### EXCERPTED DATA
PR #934, opened 2022-09-05
Fix ICU syntax.

microbit-matt-hillsdon:


microbit-matt-hillsdon:
I'll update the UI strings in Crowdin once this is merged. It should be the only change.

microbit-robert (approved):
LGTM.

PR #936, opened 2022-09-07
Tweak English names of languages.

microbit-matt-hillsdon:
Match Google Translate's presentation.

### DIFF
--- a/src/settings/LanguageDialog.tsx
+++ b/src/settings/LanguageDialog.tsx
@@ -70,6 +70,10 @@ export const LanguageDialog = ({ isOpen, onClose }: LanguageDialogProps) => {
                 <Icon as={RiExternalLinkLine} />
               </Link>
             </VStack>
+            <Text fontSize="xs" alignSelf="flex-end" mt={1}>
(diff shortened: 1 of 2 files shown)


src/settings/LanguageDialog.tsx
```diff
@@ -70,6 +70,10 @@ export const LanguageDialog = ({ isOpen, onClose }: LanguageDialogProps) => {
                 <Icon as={RiExternalLinkLine} />
               </Link>
             </VStack>
+            <Text fontSize="xs" alignSelf="flex-end" mt={1}>
+              * These languages are an early preview of in-progress
```
microbit-robert, line 74: Maybe this should now have the "intentionally not translated" comment.

microbit-robert (approved):
Looks good. One very minor comment.

src/settings/LanguageDialog.tsx
microbit-matt-hillsdon: Makes sense, though I'll revisit and/or remove this before launch so not going to bother now.

PR #939, opened 2022-09-07
Fix for simulator radio output bug

microbit-robert:


microbit-matt-hillsdon:
Thanks, good catch.

microbit-matt-hillsdon (approved):
LGTM.

PR #942, opened 2022-09-08
Accessibility improvements

### LINKED ISSUE #941: Can't tab out of the serial terminal
There doesn't appear to be a way to tab out of the serial terminal forwards. This is more problematic in the simulator area where the user will want to tab forward to access the simulator sensors and controls.

Requires investigation, but we may need to implement a custom shortcut using `Esc + Tab` to exit the terminal. This would keep the shortcut consistent with CodeMirror.

microbit-robert:
- Adds the ability to tab out of the serial terminals.
- Retains focus on the gesture send button after the timeout.

Closes #941.

### DIFF
--- a/src/serial/xterm-keyboard.ts
+++ b/src/serial/xterm-keyboard.ts
@@ -12,6 +12,24 @@ const copyShortcut = (e: KeyboardEvent): boolean => {
   return true;
 };
 
+let escWasPressed = false;
+let escTimeout: NodeJS.Timeout;
+const tabOutShortcut = (e: KeyboardEvent, tabTo: HTMLElement): boolean => {
+  if (e.code === "Escape") {
+    clearTimeout(escTimeout);
+    escWasPressed = true;
+    escTimeout = setTimeout(() => {
+      escWasPressed = false;
+    }, 500);
+  }
+  if (e.code === "Tab" && escWasPressed) {
+    e.preventDefault();
+    tabTo.focus();
+    return false;
+  }
+  return true;
+};
+
 const isMicroPythonCtrlShortcut = (code: string) => {
   // Editing keys are here: https://github.com/micropython/micropython/blob/46a11028521425e7d6c85458c849bb96ff82152e/lib/mp-readline/readline.c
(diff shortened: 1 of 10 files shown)


src/serial/xterm-keyboard.ts
```diff
@@ -12,6 +12,24 @@ const copyShortcut = (e: KeyboardEvent): boolean => {
   return true;
 };
 
+let escWasPressed = false;
+let escTimeout: NodeJS.Timeout;
```
microbit-matt-hillsdon, line 16: I think just type this as any - I've found these typings to be a real pain over time as sometimes you find NodeJS.Timeout is allowed and sometimes not depending on what you have installed.

src/serial/xterm-keyboard.ts
```diff
@@ -12,6 +12,24 @@ const copyShortcut = (e: KeyboardEvent): boolean => {
...
+const tabOutShortcut = (e: KeyboardEvent, tabTo: HTMLElement): boolean => {
+  if (e.code === "Escape") {
+    clearTimeout(escTimeout);
```
microbit-matt-hillsdon, line 19: Shouldn't we also clear the timeout for non-escape key presses (including tab)?

microbit-robert: I've tweaked this to clear the timeout and reset `escWasPressed` to `false` if any key other than `escape` was pressed. Pressing `escape` should just clear and reset the timeout. This means pressing `escape`, `*any other key*` , then `tab` will not exit the terminal. [`9d5c827`](https://github.com/microbit-foundation/python-editor-next/pull/942/commits/9d5c82796d502173b7ceb681a8db7e5b70e1f2d6)

microbit-matt-hillsdon: Thanks, this looks good.

microbit-matt-hillsdon: I want to have a quick play and convince myself the React context stuff is necessary, otherwise this looks good.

### PROBLEM REQUIREMENTS
The expected response is every record, reproduced word for word.

### SOLVED PROBLEM
PR #934, opened 2022-09-05
Fix ICU syntax.

microbit-matt-hillsdon:


microbit-matt-hillsdon:
I'll update the UI strings in Crowdin once this is merged. It should be the only change.

microbit-robert (approved):
LGTM.

PR #936, opened 2022-09-07
Tweak English names of languages.

microbit-matt-hillsdon:
Match Google Translate's presentation.

### DIFF
--- a/src/settings/LanguageDialog.tsx
+++ b/src/settings/LanguageDialog.tsx
@@ -70,6 +70,10 @@ export const LanguageDialog = ({ isOpen, onClose }: LanguageDialogProps) => {
                 <Icon as={RiExternalLinkLine} />
               </Link>
             </VStack>
+            <Text fontSize="xs" alignSelf="flex-end" mt={1}>
(diff shortened: 1 of 2 files shown)


src/settings/LanguageDialog.tsx
```diff
@@ -70,6 +70,10 @@ export const LanguageDialog = ({ isOpen, onClose }: LanguageDialogProps) => {
                 <Icon as={RiExternalLinkLine} />
               </Link>
             </VStack>
+            <Text fontSize="xs" alignSelf="flex-end" mt={1}>
+              * These languages are an early preview of in-progress
```
microbit-robert, line 74: Maybe this should now have the "intentionally not translated" comment.

microbit-robert (approved):
Looks good. One very minor comment.

src/settings/LanguageDialog.tsx
microbit-matt-hillsdon: Makes sense, though I'll revisit and/or remove this before launch so not going to bother now.

PR #939, opened 2022-09-07
Fix for simulator radio output bug

microbit-robert:


microbit-matt-hillsdon:
Thanks, good catch.

microbit-matt-hillsdon (approved):
LGTM.

PR #942, opened 2022-09-08
Accessibility improvements

### LINKED ISSUE #941: Can't tab out of the serial terminal
There doesn't appear to be a way to tab out of the serial terminal forwards. This is more problematic in the simulator area where the user will want to tab forward to access the simulator sensors and controls.

Requires investigation, but we may need to implement a custom shortcut using `Esc + Tab` to exit the terminal. This would keep the shortcut consistent with CodeMirror.

microbit-robert:
- Adds the ability to tab out of the serial terminals.
- Retains focus on the gesture send button after the timeout.

Closes #941.

### DIFF
--- a/src/serial/xterm-keyboard.ts
+++ b/src/serial/xterm-keyboard.ts
@@ -12,6 +12,24 @@ const copyShortcut = (e: KeyboardEvent): boolean => {
   return true;
 };
 
+let escWasPressed = false;
+let escTimeout: NodeJS.Timeout;
+const tabOutShortcut = (e: KeyboardEvent, tabTo: HTMLElement): boolean => {
+  if (e.code === "Escape") {
+    clearTimeout(escTimeout);
+    escWasPressed = true;
+    escTimeout = setTimeout(() => {
+      escWasPressed = false;
+    }, 500);
+  }
+  if (e.code === "Tab" && escWasPressed) {
+    e.preventDefault();
+    tabTo.focus();
+    return false;
+  }
+  return true;
+};
+
 const isMicroPythonCtrlShortcut = (code: string) => {
   // Editing keys are here: https://github.com/micropython/micropython/blob/46a11028521425e7d6c85458c849bb96ff82152e/lib/mp-readline/readline.c
(diff shortened: 1 of 10 files shown)


src/serial/xterm-keyboard.ts
```diff
@@ -12,6 +12,24 @@ const copyShortcut = (e: KeyboardEvent): boolean => {
   return true;
 };
 
+let escWasPressed = false;
+let escTimeout: NodeJS.Timeout;
```
microbit-matt-hillsdon, line 16: I think just type this as any - I've found these typings to be a real pain over time as sometimes you find NodeJS.Timeout is allowed and sometimes not depending on what you have installed.

src/serial/xterm-keyboard.ts
```diff
@@ -12,6 +12,24 @@ const copyShortcut = (e: KeyboardEvent): boolean => {
...
+const tabOutShortcut = (e: KeyboardEvent, tabTo: HTMLElement): boolean => {
+  if (e.code === "Escape") {
+    clearTimeout(escTimeout);
```
microbit-matt-hillsdon, line 19: Shouldn't we also clear the timeout for non-escape key presses (including tab)?

microbit-robert: I've tweaked this to clear the timeout and reset `escWasPressed` to `false` if any key other than `escape` was pressed. Pressing `escape` should just clear and reset the timeout. This means pressing `escape`, `*any other key*` , then `tab` will not exit the terminal. [`9d5c827`](https://github.com/microbit-foundation/python-editor-next/pull/942/commits/9d5c82796d502173b7ceb681a8db7e5b70e1f2d6)

microbit-matt-hillsdon: Thanks, this looks good.

microbit-matt-hillsdon: I want to have a quick play and convince myself the React context stuff is necessary, otherwise this looks good.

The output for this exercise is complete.